═════ Materials provided

Issue #621, opened 2022-01-02
cross picking up wrong target options in cargos config.toml


oliverbestmann:
I've added a `[target.target.x86_64-unknown-linux-gnu]` section to my `$HOME/.cargo/config.toml`. If i am now using cross to compile for a different target, say `cross build --target aarch64-unknown-linux-gnu`, the build picks up the config for x86_64-unknown-linux-gnu.

In my case, i've configured
```
oliver@machine ~> /bin/cat ~/.cargo/config.toml
[target.x86_64-unknown-linux-gnu]
linker = "/usr/bin/clang"
rustflags = [
  "-C", "target-cpu=native",
  "-C", "link-arg=-fuse-ld=/home/oliver/.local/bin/mold"
]
```

And the build fails with
```
oliver@machine ~> cross build --target aarch64-unknown-linux-gnu --release
info: syncing channel updates for '1.56.0-x86_64-unknown-linux-gnu'
  1.56.0-x86_64-unknown-linux-gnu unchanged - rustc 1.56.0 (09c42c458 2021-10-18)
error: linker `/usr/bin/clang` not found
  |
  = note: No such file or directory (os error 2)
```

doesn't work with rust `1.57.0` either.
cross version `0.2.1`

Emilgardis:
We shouldn't currently use that at all, instead you'd have to place the config in `.cargo/config.toml`in the manifest root if you want it to go over to the `cross` builder

perhaps we should support this automatically, but currently to workaround it if you mount the .cargo folder inside the builder with https://github.com/rust-embedded/cross#mounting-volumes-into-the-build-environment to [any of the supported paths ](https://doc.rust-lang.org/cargo/reference/config.html#hierarchical-structure)

Emilgardis:
Note that that feature is currently unreleased, you'd have to install from git

`cargo install cross --git https://github.com/rust-embedded/cross`

oliverbestmann:
Thing is, I don't want cross to pick that file up at all. It currently contains only configuration related to my host machine and target. But when compiling with cross on x86_64 for target aarch64, it picks up the options for the x86_64 target

kdar:
Thank you so much for this issue, as this was driving me up the wall why my cross compiling was failing. I'm a little confused as to why it was happening though. I was compiling a simple program, and it would compile until I added "libc" as a dependency. The failure was:
```
Compiling num-integer v0.1.44
error: linker `/usr/bin/clang` not found
  |
[...]

PR #936, opened 2022-07-11
Allow users to ignore config files in the package.

Alexhuszagh:
Adds the `CROSS_IGNORE_CARGO_CONFIG` environment variable, which if set will mount an anoymous data volume for each `.cargo` subdirectory for the current directory and any parent directories up to the workspace root. If the build is called outside the workspace root or at the workspace root, only mount at the `$PWD/.cargo`.

Partially addresses #621.

### DIFF
--- a/docs/cross_toml.md
+++ b/docs/cross_toml.md
@@ -21,6 +21,7 @@ For example:
 
 ```toml
 [build.env]
+ignore-cargo-config = false
 volumes = ["VOL1_ARG", "VOL2_ARG"]
 passthrough = ["IMPORTANT_ENV_VARIABLES"]
 ```
--- a/src/config.rs
+++ b/src/config.rs
@@ -96,6 +96,10 @@ impl Environment {
         self.get_target_var(target, "RUNNER")
     }
 
+    fn ignore_cargo_config(&self, target: &Target) -> (Option<bool>, Option<bool>) {
+        self.get_values_for("ENV_IGNORE_CARGO_CONFIG", target, bool_from_envvar)
+    }
+
     fn passthrough(&self, target: &Target) -> (Option<Vec<String>>, Option<Vec<String>>) {
         self.get_values_for("ENV_PASSTHROUGH", target, split_to_cloned_by_ws)
     }
@@ -273,6 +277,14 @@ impl Config {
 
     pub fn build_std(&self, target: &Target) -> Option<bool> {
         self.bool_from_config(target, Environment::build_std, CrossToml::build_std)
+    }
+
+    pub fn ignore_cargo_config(&self, target: &Target) -> Option<bool> {
+        self.bool_from_config(
+            target,
+            Environment::ignore_cargo_config,
+            CrossToml::ignore_cargo_config,
+        )
     }
 
     pub fn image(&self, target: &Target) -> Result<Option<String>> {
--- a/src/docker/shared.rs
+++ b/src/docker/shared.rs
@@ -9,14 +9,11 @@ use crate::cargo::{cargo_metadata_with_args, CargoMetadata};
 use crate::config::{bool_from_envvar, Config};
 use crate::errors::*;
 use crate::extensions::{CommandExt, SafeCommand};
-use crate::file::{self, write_file, ToUtf8};
+use crate::file::{self, write_file, PathExt, ToUtf8};
 use crate::id;
 use crate::rustc::{self, VersionMetaExt};
 use crate::shell::{MessageInfo, Verbosity};
 use crate::Target;
-
-#[cfg(target_os = "windows")]
-use crate::file::PathExt;
 
 pub use super::custom::CROSS_CUSTOM_DOCKERFILE_IMAGE_PREFIX;
 
@@ -37,15 +34,23 @@ pub struct DockerOptions {
     pub target: Target,
     pub config: Config,
     pub uses_xargo: bool,
+    pub ignore_cargo_config: bool,
 }
 
 impl DockerOptions {
-    pub fn new(engine: Engine, target: Target, config: Config, uses_xargo: bool) -> DockerOptions {
+    pub fn new(
+        engine: Engine,
+        target: Target,
+        config: Config,
+        uses_xargo: bool,
+        ignore_cargo_config: bool,
+    ) -> DockerOptions {
         DockerOptions {
             engine,
             target,
             config,
             uses_xargo,
+            ignore_cargo_config,
         }
     }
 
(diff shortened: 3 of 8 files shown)


src/config.rs
```diff
@@ -115,6 +115,12 @@ impl Environment {
             .ok()
     }
 
+    fn ignore_cargo_config(&self) -> Option<bool> {
+        env::var("CROSS_IGNORE_CARGO_CONFIG")
```
Emilgardis, line 119:
```suggestion
        self.get_var("CROSS_IGNORE_CARGO_CONFIG")
```

src/docker/shared.rs
```diff
@@ -496,19 +504,60 @@ pub(crate) fn docker_envvars(
...
+        let mut relpath = Path::new(cwd).strip_prefix(root_path).wrap_err_with(|| {
+            eyre::eyre!("cwd \"{cwd}\" must be a subdirectory of root \"{root}\"")
+        })?;
+
+        while let Some(parent) = relpath.parent() {
+            let path = root_path.join(parent);
+            docker.args(&["-v", &path.join(".cargo").as_posix()?]);
+            relpath = parent;
+        }
+    }
```
Emilgardis, line 532: doesnt this mount more than it needs?

Alexhuszagh: There's still some permission issues here I need to fix, however.

src/config.rs
Alexhuszagh: Should we support this in `Cross.toml` actually?

src/docker/shared.rs
Alexhuszagh: But we don't override $HOME/.cargo. We only go up to when `relpath == "/"`, which is the current project directory or CWD. `root` is the project root or CWD. You can test this in a workspace:

```bash
$ cd test-workspace\workspace\binary
$ cross run --target arm-unknown-linux-gnueabihf --verbose
+ "C:\Program Files\Docker\Docker\resources\bin\docker.EXE" run --userns host -e 'PKG_CONFIG_ALLOW_CROSS=1' -e 'XARGO_HOME=/xargo' -e 'CARGO_HOME=/cargo' -e 'CARGO_TARGET_DIR=/target' -e 'CROSS_RUNNER=' -e TERM -e 'USER=ahusz' -v 'C:\Users\ahusz\git\test-workspace\external\external_lib:/mnt/c/Users/ahusz/git/test-workspace/external/external_lib' --rm --user 1000:1000 -v 'C:\Users\ahusz\.xargo:/xargo:Z' -v 'C:\Users\ahusz\.cargo:/cargo:Z' -v /cargo/bin -v 'C:\Users\ahusz\git\test-workspace\workspace:/mnt/c/Users/ahusz/git/test-workspace/workspace:Z' -v 'C:\Users\ahusz\.rustup\toolchains\stable-x86_64-unknown-linux-gnu:/rust:Z,ro' -v 'C:\Users\ahusz\git\test-workspace\workspace\target:/target:Z' -w /mnt/c/Users/ahusz/git/test-workspace/workspace/binary -v /mnt/c/Users/ahusz/git/test-workspace/workspace/binary/.cargo -v /mnt/c/Users/ahusz/git/test-workspace/workspace/.cargo -i -t ghcr.io/cross-rs/arm-unknown-linux-gnueabihf:main sh -c 'PATH=$PATH:/rust/bin cargo run --target arm-unknown-linux-gnueabihf --verbose'
```

Or, abridged for clarity: we only prevent `/mnt/c/Users/ahusz/git/test-workspace/workspace/binary/.cargo` and `/mnt/c/Users/ahusz/git/test-workspace/workspace/.cargo` from being mounted.

Alexhuszagh:
I've moved the configuration to `Cross.toml`, but this still needs to create the `.cargo` directories (or better yet, check if they exist and only mount them if they do).

docs/cross_toml.md
```diff
@@ -21,6 +21,7 @@ For example:
 
 ```toml
 [build.env]
+ignore-cargo-config = false
```
Alexhuszagh, line 24: We now use the `Cross.toml` config settings to allow people to skip the cargo config either via envvars or the config file.

src/docker/shared.rs
```diff
@@ -499,8 +512,49 @@ pub(crate) fn docker_envvars(
     Ok(())
 }
 
-pub(crate) fn docker_cwd(docker: &mut Command, paths: &DockerPaths) -> Result<()> {
+fn mount_to_ignore_cargo_config(
+    docker: &mut Command,
+    paths: &DockerPaths,
+    ignore_cargo_config: bool,
+) -> Result<()> {
+    let check_mount =
```
Alexhuszagh, line 520: This checks if the path exists on the host (canonicalized), and only if it does, mounts it. This avoids any permission issues or creating undesired directories.

src/docker/shared.rs
```diff
@@ -499,8 +512,49 @@ pub(crate) fn docker_envvars(
...
+                cmd.args(&["-v", &mount.join(&cargo_dir).as_posix()?]);
+            }
+
+            Ok(())
+        };
+    let is_cargo_home_parent = paths
+        .cargo_home()
+        .parent()
+        .map(|x| x == paths.host_root())
+        .unwrap_or_default();
```
Alexhuszagh, line 534: This check is probably unnecessary. This check should probably be removed. Thoughts? This won't effect mounting the cargo home directory to `/cargo`.

src/docker/shared.rs
```diff
@@ -499,8 +512,49 @@ pub(crate) fn docker_envvars(
...
+    if ignore_cargo_config && !is_cargo_home_parent {
+        let mount_root = Path::new(paths.mount_root());
+        let mount_cwd = Path::new(paths.mount_cwd());
+        check_mount(docker, &paths.cwd, mount_cwd, Path::new(""))?;
+        // CWD isn't guaranteed to be a subdirectory of the mount root.
```
Alexhuszagh, line 539: Since we've removed `/project`, this changes the logic here, so we don't necessarily have a relpath to the workspace root.

docs/cross_toml.md
Emilgardis: this is good, makes it more discoverable

src/docker/shared.rs
Alexhuszagh: I've removed this check, since I've tested to see if invoking a build from the parent of `CARGO_HOME` works, and it does, and doesn't touch `CARGO_HOME` at all. It just prevents that directory from being mounted at the same path as on the host, but still mounts it with all the data at `/cargo`.

Alexhuszagh:
I'm likely going to merge this into a PR with #931, since the two are complimentary and I also need that to support allowing full passing of Cargo configuration files to cross. So, we can therefore have the default behavior (`CARGO_HOME` and the project config files are passed), the behavior where everything except `CARGO_HOME` is skipped, and allowing everything to be included.

Alexhuszagh:
Superseded by #931, which now includes this functionality.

══════════

▶ _The task_:
Only lines holding the word "opened" are wanted; copy each one from the listing.

▶ _Response area_:
Issue #621, opened 2022-01-02
PR #936, opened 2022-07-11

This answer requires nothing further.